The ambiguity of China’s policy contributed to the failure of international efforts to curb Pyongyang’s nuclear ambitions as much as America’s negligence. China has become a superpower, but it is anachronistic - and lackadaisical - to maintain the cold war policy of keeping North Korea as a buffer to counter the South Korea-U.S. alliance even when Seoul-Beijing relations have progressed into a strategic partnership. In addition, its choice to keep open the possibility of nuclear proliferation by not actively discouraging North Korea’s nuclear program is wrong, especially when all countries in East Asia recognize China as the only nuclear power in the region. Just as professor Zheng Wang pointed out, China may have become overly comfortable with tradition and convention and has been engaging in North Korean relations - especially the North Korea’s nuclear issue - without establishing a clear foreign policy goal that corresponds to the times.

It is fortunate that the United States and China are seeking a new breakthrough after acknowledging the limits and failures of their policies on North Korea’s nuclear threat. Since no one wants a war on the Korean Peninsula, that ultimately means pursuing a revival of diplomacy with effective persuasion, pressure and compromise. It’s about time that Washington and Beijing recognize a lack of notable diplomatic efforts since the secret negotiation between Henry Kissinger and Zhou Enlai changed the cold war structure 40 years ago. Just as the resolution of the German problem brought peace to Europe, we need to establish mutual awareness that we need a resolution of the Korean Peninsula issues - including North Korea’s nuclear threat, in particular - for the peaceful development of Asia.

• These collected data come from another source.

PR #5144, opened 2026-07-22
Enable skip tx search when max_eob<512

motongxu:
Skip remaining tx type search for small blocks when best eob is 0.

Tests: cpu-used =1, RA
A1 - 17 frames
A2 - 33 frames

```
| A1      |  0.09% |  0.20% |  0.04% |  0.09% | 96.9%    | 99.0%    |
| A2      | -0.02% |  0.04% | -0.49% | -0.04% | 97.0%    | 100.0%   |
```


av2/encoder/speed_features.c
```diff
@@ -808,6 +813,8 @@ static AVM_INLINE void init_tx_sf(TX_SPEED_FEATURES *tx_sf) {
   tx_sf->tx_type_search.use_reduced_intra_txset = 0;
   tx_sf->tx_type_search.fast_inter_tx_type_search = 0;
   tx_sf->tx_type_search.skip_tx_search = 0;
+  tx_sf->tx_type_search.blk_size_adapt_skip_tx_search = false;
+  tx_sf->tx_type_search.skip_tx_search_max_blk_size = 1024;
```
yeqing-wu: I think the naming is misleading — we don't have block sizes > 256. Based on the code, it looks like the logic is: if the eob is larger than a certain value, we skip the tx search, right? If so, should we rename it to skip_tx_search_max_eob? 
Same question for blk_size_adapt_skip_tx_search — should it be eob_adapt_skip_tx_search?

yeqing-wu: BTW, this tradeoff for class A2 is very nice.

motongxu: Yest, you are right. I have updated the naming accordingly. Thank you.

yeqing-wu (approved):
LGTM, thanks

For such a diplomatic breakthrough, interested nations - especially America and China - need to modify their understandings of the nature of North Korea’s regime. North Korea is an extraordinary country, not a typical totalitarian or communist state. Therefore, the radical and unusual behavior of the recalcitrant country, which is far from international standards, is often considered a catastrophic pathological phenomenon. As a result, the international community believes that Pyongyang cannot be a partner in normal negotiations or compromise.

Therefore, some assume that denuclearization is impossible in any case. However, the course of North Korea’s survival over six decades illustrate that Pyongyang has been logically pursuing the interest of its own survival. North Korea is not a suicidal system that shuts the door to negotiations needed for its survival. So we can reach a conclusion that the critical point, which is now, is the time for Washington and Beijing to come up with a diplomatic solution and push for it firmly.

Just in time, a new leadership has been established in all six countries surrounding the Korean Peninsula - with the leaders either newly elected or successfully reelected. The idea that summit diplomacy is the best shortcut to guaranteeing denuclearization of the North and peace in the peninsula is becoming increasingly persuasive. We hope that President Park Geun-hye’s visit to Washington in May serves as the beginning of “preventative diplomacy.”

Translation by the Korea JoongAng Daily staff.

*The author is former prime minister and adviser to the JoongAng Ilbo.